### TASK DIRECTIONS
In the records below, count every line that includes the word "Route". Provide the total alone.

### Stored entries
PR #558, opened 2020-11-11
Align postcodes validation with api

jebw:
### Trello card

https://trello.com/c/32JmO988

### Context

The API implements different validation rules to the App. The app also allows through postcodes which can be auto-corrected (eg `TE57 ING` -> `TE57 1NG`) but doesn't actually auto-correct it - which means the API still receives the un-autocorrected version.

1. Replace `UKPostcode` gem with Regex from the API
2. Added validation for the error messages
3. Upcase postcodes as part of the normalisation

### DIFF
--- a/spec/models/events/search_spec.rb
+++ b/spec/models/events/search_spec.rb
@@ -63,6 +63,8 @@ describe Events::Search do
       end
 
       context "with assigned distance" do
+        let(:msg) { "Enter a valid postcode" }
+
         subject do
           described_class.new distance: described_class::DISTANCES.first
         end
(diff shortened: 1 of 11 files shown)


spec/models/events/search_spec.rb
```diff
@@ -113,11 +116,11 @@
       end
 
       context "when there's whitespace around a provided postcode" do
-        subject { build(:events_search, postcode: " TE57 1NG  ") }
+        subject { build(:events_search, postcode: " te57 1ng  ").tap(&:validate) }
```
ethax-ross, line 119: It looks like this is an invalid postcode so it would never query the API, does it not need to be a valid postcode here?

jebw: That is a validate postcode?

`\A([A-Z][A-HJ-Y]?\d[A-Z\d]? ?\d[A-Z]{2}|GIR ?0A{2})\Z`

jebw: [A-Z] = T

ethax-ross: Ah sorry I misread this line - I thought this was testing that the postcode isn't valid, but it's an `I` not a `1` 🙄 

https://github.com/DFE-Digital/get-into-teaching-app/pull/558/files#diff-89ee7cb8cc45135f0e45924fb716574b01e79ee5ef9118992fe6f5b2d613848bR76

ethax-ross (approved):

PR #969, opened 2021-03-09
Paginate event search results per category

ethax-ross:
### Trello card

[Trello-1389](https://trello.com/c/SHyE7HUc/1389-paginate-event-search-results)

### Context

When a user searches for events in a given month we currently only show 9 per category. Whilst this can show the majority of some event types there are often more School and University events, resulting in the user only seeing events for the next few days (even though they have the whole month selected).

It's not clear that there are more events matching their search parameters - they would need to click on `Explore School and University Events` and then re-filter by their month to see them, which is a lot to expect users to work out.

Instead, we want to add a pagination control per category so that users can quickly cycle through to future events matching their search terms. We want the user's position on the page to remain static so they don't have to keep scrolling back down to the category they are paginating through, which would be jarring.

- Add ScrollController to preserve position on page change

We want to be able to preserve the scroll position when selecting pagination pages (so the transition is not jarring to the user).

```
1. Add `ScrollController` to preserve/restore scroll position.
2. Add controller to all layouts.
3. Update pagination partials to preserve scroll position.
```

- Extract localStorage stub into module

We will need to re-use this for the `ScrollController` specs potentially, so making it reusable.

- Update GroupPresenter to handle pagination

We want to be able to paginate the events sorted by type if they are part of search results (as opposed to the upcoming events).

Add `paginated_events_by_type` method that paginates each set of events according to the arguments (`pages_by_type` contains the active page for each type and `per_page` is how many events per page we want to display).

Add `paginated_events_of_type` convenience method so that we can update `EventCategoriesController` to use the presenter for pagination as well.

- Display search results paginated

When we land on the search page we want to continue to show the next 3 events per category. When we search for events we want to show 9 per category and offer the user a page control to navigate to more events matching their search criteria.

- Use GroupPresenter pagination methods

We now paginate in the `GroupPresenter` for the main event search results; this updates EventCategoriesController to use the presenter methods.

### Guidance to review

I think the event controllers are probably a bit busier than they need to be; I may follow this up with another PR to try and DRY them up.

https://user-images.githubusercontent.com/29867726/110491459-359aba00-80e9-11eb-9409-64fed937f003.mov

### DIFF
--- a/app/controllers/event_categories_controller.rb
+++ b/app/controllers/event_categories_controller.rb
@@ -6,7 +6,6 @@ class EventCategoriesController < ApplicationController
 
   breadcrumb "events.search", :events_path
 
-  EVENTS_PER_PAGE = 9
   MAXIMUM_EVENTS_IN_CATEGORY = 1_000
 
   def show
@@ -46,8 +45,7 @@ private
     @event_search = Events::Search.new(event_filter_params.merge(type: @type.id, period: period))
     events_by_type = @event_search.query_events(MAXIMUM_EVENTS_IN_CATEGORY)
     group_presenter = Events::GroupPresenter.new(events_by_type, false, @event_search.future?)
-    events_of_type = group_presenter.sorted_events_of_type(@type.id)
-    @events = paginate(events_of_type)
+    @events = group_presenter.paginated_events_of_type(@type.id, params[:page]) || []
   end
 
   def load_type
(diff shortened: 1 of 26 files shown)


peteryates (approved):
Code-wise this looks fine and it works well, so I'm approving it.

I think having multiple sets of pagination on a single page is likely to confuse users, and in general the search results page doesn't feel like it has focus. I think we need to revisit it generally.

...

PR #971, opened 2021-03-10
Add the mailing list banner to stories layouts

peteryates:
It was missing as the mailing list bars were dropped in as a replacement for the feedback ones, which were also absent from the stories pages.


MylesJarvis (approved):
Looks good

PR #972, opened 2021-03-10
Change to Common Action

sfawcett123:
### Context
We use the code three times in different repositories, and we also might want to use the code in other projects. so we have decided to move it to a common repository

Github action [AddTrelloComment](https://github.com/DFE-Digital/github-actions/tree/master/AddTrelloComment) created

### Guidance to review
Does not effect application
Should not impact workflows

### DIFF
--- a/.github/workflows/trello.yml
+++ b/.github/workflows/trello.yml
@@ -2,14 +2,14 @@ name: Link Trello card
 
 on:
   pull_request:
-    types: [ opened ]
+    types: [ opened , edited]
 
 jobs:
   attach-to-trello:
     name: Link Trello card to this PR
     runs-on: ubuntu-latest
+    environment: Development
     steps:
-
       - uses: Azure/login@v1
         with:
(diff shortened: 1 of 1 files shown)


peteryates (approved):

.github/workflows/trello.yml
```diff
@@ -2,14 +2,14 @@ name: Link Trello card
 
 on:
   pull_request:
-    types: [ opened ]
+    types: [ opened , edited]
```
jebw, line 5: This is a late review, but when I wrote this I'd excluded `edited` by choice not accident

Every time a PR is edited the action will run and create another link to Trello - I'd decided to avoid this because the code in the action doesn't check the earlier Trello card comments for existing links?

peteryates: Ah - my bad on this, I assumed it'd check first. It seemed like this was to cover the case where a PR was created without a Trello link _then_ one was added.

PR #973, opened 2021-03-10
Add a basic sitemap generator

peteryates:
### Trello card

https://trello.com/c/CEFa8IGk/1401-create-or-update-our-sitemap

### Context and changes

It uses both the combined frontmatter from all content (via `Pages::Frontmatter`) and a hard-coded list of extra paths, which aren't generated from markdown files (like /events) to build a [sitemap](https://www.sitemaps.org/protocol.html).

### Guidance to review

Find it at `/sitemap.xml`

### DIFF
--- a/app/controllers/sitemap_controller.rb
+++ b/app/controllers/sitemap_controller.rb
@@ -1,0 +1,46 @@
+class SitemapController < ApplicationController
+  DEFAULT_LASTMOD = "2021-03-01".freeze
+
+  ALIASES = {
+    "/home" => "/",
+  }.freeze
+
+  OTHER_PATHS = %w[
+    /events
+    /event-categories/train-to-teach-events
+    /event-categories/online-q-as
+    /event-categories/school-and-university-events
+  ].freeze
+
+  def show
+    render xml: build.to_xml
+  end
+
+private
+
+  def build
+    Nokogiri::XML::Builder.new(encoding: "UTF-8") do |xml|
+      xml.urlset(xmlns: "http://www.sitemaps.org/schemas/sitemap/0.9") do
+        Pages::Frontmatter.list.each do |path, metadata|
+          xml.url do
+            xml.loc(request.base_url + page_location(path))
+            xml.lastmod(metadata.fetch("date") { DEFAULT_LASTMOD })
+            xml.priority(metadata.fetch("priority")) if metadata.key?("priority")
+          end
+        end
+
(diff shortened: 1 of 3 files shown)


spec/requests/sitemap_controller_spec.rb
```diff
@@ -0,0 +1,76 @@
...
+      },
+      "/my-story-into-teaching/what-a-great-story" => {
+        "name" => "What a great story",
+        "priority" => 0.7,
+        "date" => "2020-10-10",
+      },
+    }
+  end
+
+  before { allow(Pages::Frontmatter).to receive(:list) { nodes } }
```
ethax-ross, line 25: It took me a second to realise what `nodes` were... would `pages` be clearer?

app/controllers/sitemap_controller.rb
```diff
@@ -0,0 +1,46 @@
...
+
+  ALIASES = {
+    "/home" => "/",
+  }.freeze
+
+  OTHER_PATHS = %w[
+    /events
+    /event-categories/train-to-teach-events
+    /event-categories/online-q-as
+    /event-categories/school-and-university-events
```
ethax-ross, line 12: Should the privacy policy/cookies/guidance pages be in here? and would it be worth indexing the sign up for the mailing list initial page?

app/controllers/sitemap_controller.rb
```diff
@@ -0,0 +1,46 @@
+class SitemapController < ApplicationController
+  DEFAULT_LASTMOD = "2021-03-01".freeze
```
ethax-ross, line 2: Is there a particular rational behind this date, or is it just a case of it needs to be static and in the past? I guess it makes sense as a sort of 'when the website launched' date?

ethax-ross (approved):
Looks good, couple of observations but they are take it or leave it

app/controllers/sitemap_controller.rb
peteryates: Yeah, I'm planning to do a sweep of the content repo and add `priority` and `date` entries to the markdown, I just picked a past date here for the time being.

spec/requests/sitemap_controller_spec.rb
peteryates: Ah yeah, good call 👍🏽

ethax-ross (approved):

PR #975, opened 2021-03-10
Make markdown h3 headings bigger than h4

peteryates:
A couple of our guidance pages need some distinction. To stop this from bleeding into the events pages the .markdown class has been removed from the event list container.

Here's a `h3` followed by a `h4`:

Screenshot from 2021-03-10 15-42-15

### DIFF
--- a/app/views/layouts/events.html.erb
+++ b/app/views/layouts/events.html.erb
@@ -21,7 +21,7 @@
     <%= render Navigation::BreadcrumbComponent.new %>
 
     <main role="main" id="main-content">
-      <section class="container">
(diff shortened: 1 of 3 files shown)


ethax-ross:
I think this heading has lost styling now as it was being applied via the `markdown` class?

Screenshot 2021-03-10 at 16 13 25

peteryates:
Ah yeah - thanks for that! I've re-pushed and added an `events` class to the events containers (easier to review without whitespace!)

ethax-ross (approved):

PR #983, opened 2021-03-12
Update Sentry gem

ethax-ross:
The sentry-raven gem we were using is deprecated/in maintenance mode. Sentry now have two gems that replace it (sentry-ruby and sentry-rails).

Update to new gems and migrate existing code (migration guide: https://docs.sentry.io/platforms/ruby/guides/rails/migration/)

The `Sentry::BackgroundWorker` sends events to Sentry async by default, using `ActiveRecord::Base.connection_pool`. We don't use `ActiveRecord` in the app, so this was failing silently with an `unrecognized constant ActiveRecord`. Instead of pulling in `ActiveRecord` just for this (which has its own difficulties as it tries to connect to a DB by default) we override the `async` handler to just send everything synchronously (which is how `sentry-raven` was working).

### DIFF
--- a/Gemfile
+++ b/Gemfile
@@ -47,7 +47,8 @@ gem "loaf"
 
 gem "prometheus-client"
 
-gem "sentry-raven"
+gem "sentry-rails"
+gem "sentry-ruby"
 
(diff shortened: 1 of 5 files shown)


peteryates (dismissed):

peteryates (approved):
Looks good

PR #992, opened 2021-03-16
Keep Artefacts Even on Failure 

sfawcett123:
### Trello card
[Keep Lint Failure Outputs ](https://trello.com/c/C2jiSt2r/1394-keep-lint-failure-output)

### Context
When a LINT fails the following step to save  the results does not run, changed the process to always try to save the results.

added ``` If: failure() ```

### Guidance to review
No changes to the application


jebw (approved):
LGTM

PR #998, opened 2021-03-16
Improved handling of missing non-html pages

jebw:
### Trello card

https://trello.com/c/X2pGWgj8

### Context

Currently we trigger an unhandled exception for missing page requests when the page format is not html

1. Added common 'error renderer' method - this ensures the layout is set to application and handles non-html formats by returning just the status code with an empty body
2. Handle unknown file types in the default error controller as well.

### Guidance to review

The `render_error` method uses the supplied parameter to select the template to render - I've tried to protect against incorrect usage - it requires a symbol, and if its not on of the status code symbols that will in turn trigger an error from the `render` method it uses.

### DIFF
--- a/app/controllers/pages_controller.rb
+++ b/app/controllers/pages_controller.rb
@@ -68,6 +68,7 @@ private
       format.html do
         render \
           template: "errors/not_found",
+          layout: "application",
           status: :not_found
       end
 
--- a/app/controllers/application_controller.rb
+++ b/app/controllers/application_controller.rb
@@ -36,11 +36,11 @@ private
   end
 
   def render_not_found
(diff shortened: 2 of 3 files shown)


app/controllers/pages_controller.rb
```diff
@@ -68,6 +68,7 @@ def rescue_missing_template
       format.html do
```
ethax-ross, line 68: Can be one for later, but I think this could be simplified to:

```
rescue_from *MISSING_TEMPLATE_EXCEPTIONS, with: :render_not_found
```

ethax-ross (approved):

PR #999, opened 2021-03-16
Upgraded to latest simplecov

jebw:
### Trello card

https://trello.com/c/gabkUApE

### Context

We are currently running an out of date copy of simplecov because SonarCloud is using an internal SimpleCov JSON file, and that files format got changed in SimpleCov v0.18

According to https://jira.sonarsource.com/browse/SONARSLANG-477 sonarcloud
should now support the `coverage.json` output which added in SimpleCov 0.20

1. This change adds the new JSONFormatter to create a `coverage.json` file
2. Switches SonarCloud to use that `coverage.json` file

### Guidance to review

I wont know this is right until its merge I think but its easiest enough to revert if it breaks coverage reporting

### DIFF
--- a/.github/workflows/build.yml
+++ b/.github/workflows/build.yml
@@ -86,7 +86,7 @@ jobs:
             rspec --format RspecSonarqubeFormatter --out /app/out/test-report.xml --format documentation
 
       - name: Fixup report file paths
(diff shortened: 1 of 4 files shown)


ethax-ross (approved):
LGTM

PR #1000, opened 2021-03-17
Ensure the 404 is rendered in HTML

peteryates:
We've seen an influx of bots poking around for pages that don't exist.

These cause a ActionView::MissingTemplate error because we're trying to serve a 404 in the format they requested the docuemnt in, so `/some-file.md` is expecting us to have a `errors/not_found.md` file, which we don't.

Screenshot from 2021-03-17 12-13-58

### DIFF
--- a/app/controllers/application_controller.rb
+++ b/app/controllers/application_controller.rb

==

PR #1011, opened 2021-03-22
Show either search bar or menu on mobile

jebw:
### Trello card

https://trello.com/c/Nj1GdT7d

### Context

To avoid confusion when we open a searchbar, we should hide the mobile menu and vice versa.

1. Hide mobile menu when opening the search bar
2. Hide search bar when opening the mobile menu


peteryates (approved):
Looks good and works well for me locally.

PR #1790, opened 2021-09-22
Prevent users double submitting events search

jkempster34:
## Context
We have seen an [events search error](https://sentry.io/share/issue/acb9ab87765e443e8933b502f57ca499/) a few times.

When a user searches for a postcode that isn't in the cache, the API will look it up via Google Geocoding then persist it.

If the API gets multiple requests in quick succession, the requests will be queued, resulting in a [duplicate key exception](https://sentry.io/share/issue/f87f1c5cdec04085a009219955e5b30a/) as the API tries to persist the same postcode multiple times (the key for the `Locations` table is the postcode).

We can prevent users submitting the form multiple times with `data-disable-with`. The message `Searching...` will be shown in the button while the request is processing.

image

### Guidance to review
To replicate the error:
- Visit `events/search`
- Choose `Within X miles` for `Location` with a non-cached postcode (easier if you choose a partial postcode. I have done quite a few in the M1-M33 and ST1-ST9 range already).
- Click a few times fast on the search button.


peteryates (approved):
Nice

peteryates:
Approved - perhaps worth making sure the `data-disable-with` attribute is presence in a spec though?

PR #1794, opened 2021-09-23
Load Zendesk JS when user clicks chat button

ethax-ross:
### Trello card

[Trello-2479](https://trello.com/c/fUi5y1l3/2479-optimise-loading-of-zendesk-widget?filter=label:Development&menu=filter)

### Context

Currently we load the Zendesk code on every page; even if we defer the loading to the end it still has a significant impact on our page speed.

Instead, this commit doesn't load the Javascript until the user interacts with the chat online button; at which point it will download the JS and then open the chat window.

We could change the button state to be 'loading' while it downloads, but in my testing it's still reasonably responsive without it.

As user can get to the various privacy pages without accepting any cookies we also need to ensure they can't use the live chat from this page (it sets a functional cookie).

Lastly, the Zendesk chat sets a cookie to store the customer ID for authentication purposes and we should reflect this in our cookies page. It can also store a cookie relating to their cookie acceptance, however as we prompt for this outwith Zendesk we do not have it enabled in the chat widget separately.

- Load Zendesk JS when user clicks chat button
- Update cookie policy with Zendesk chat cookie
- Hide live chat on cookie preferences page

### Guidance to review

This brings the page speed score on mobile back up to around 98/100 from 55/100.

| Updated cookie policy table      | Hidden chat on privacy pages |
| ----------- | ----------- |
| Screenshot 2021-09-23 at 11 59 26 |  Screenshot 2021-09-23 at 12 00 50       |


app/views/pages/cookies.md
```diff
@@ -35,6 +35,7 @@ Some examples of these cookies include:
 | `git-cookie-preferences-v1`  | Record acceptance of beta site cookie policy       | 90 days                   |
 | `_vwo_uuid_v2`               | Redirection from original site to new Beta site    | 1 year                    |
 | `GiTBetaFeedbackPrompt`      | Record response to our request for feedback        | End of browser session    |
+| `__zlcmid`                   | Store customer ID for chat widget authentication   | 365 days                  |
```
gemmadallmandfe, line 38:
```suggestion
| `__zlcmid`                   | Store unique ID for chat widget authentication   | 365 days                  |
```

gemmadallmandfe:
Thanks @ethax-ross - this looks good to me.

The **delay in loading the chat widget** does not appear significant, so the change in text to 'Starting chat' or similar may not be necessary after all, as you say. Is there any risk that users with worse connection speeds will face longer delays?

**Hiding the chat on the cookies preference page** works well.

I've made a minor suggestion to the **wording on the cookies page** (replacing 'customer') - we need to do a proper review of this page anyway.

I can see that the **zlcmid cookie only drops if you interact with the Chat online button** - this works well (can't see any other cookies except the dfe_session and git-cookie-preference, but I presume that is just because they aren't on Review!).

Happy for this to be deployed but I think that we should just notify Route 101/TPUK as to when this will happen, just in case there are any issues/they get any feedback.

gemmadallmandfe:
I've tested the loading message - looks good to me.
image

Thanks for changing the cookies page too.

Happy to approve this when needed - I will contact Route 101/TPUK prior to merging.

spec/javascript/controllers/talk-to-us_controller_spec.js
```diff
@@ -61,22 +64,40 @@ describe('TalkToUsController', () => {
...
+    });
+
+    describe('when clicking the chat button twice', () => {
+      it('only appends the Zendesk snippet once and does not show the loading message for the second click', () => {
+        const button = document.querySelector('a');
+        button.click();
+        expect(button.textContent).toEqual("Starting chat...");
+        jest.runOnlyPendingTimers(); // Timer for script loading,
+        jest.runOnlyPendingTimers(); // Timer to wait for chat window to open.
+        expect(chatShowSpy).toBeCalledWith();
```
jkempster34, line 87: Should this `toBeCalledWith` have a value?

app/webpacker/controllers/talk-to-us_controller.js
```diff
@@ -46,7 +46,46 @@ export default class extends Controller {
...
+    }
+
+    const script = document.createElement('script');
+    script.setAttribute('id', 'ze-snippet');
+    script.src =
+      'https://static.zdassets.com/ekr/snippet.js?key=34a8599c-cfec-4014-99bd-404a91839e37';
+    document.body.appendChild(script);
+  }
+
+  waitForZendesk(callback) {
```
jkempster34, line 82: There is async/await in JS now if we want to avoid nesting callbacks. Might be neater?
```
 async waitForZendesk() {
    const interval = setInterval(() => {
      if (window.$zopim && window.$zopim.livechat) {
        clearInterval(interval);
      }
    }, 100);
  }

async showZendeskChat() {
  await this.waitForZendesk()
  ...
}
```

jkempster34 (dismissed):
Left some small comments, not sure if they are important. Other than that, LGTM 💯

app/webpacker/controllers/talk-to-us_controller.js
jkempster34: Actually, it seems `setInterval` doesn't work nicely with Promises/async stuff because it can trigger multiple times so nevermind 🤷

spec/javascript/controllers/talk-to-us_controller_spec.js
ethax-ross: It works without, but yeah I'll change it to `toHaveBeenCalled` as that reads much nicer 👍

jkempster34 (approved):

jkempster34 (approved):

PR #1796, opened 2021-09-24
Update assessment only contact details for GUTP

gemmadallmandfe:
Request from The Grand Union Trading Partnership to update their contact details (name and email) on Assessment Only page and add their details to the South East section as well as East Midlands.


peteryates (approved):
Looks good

### TASK RESULT
2